* **Brief**
Pull every line containing "BitbucketServer" from the listing below.

* **Source data**

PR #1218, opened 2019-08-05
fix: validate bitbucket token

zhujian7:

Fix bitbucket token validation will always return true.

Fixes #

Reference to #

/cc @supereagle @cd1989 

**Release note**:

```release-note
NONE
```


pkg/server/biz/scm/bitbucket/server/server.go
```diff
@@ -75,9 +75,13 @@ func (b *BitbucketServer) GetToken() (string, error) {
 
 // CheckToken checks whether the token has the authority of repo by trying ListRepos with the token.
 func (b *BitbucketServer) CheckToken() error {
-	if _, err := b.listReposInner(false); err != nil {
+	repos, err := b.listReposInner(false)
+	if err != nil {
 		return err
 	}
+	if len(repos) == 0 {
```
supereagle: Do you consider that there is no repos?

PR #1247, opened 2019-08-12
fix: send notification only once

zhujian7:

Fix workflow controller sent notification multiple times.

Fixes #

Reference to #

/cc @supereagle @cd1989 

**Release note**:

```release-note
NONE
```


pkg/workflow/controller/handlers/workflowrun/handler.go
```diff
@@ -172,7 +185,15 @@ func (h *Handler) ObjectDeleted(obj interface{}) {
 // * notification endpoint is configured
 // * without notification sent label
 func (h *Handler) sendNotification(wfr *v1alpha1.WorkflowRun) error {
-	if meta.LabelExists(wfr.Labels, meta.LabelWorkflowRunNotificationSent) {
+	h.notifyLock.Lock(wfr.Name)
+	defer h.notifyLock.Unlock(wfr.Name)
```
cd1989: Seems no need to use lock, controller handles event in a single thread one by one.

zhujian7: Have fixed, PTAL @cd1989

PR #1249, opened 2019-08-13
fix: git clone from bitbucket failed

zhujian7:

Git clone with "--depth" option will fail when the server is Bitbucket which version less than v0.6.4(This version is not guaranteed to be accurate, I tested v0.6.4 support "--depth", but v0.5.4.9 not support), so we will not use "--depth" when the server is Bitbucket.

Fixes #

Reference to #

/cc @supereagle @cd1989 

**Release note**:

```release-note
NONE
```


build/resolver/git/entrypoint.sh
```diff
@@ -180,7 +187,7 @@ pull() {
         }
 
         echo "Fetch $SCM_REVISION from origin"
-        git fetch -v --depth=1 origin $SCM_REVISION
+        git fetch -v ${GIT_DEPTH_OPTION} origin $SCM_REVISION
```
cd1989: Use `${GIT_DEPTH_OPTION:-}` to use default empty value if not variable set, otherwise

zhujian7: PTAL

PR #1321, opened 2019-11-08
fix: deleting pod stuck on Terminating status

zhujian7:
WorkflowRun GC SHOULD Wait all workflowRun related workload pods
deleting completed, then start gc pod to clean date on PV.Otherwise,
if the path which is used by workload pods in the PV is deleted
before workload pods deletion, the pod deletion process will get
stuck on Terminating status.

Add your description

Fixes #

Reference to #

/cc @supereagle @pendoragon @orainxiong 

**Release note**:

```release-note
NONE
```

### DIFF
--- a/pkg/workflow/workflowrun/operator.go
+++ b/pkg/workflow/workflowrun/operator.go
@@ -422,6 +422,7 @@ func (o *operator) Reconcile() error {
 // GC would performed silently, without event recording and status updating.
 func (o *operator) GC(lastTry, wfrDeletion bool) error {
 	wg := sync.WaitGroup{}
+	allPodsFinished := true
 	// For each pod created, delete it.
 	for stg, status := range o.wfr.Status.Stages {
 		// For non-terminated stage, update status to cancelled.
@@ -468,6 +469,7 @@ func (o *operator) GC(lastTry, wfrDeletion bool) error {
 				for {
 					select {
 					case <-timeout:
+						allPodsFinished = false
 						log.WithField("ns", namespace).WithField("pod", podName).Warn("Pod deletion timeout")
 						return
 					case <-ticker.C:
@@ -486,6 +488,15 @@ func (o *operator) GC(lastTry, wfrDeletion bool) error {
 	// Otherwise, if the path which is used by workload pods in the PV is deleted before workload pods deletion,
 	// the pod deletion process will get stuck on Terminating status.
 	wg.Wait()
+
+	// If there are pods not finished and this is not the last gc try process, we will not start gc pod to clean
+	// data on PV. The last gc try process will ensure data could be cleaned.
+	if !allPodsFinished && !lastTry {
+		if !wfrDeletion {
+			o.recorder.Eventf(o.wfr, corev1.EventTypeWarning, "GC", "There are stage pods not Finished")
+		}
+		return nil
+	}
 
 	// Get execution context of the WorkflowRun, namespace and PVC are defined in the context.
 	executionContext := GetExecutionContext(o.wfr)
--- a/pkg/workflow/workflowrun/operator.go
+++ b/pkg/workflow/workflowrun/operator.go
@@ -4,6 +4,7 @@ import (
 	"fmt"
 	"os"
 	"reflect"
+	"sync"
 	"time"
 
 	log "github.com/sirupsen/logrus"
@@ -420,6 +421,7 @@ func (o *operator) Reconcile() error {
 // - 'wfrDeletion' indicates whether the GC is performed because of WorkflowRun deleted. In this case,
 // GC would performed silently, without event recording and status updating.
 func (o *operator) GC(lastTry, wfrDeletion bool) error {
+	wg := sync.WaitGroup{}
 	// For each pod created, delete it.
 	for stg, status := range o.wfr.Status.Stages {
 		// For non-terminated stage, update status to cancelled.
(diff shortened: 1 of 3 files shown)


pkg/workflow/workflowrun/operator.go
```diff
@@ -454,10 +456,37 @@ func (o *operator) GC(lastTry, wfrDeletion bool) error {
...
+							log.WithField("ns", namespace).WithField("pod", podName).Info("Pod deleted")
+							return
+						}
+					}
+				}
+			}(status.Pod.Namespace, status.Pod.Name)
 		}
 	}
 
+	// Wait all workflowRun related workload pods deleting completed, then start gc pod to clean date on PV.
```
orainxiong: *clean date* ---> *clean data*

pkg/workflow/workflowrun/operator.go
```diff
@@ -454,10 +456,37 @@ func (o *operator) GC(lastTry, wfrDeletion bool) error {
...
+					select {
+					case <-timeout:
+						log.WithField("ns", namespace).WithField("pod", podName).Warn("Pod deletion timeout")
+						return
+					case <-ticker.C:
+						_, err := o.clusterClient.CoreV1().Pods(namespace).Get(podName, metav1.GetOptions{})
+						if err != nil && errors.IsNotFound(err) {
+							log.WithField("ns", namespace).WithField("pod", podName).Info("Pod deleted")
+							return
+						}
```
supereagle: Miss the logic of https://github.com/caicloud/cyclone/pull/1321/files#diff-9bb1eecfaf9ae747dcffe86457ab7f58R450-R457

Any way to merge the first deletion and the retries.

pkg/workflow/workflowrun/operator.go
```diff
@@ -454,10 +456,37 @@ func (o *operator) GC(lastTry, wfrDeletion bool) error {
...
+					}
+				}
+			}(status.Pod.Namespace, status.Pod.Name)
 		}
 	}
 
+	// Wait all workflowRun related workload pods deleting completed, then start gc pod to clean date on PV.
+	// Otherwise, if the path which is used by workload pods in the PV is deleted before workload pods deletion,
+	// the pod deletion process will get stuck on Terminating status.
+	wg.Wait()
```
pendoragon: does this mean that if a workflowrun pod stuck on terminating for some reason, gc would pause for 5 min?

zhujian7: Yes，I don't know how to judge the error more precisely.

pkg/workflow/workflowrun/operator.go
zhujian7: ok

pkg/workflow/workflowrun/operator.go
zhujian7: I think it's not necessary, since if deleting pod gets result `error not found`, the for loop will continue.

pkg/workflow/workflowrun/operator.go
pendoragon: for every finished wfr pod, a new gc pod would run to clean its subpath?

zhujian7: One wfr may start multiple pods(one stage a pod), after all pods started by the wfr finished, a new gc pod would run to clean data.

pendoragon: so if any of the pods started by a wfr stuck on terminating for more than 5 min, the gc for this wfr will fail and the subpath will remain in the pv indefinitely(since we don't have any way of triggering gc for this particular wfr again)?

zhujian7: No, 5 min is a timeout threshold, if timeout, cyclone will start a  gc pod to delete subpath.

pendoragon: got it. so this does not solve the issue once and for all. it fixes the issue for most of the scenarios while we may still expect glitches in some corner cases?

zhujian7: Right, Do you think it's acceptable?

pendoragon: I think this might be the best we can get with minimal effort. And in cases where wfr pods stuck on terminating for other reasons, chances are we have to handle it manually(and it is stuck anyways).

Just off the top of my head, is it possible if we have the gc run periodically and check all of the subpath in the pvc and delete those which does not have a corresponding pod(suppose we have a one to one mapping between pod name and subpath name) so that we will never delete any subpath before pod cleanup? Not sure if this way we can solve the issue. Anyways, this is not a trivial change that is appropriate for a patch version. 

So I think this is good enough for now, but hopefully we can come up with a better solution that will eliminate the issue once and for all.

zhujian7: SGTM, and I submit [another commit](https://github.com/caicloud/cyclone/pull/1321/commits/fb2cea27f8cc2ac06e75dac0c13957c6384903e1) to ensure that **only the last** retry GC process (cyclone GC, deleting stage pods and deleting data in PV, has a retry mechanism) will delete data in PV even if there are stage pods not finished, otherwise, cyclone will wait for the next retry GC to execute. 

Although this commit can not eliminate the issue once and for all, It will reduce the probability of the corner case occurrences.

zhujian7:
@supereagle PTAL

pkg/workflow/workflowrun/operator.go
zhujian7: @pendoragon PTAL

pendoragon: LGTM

* **Your response**
@@ -75,9 +75,13 @@ func (b *BitbucketServer) GetToken() (string, error) {
 func (b *BitbucketServer) CheckToken() error {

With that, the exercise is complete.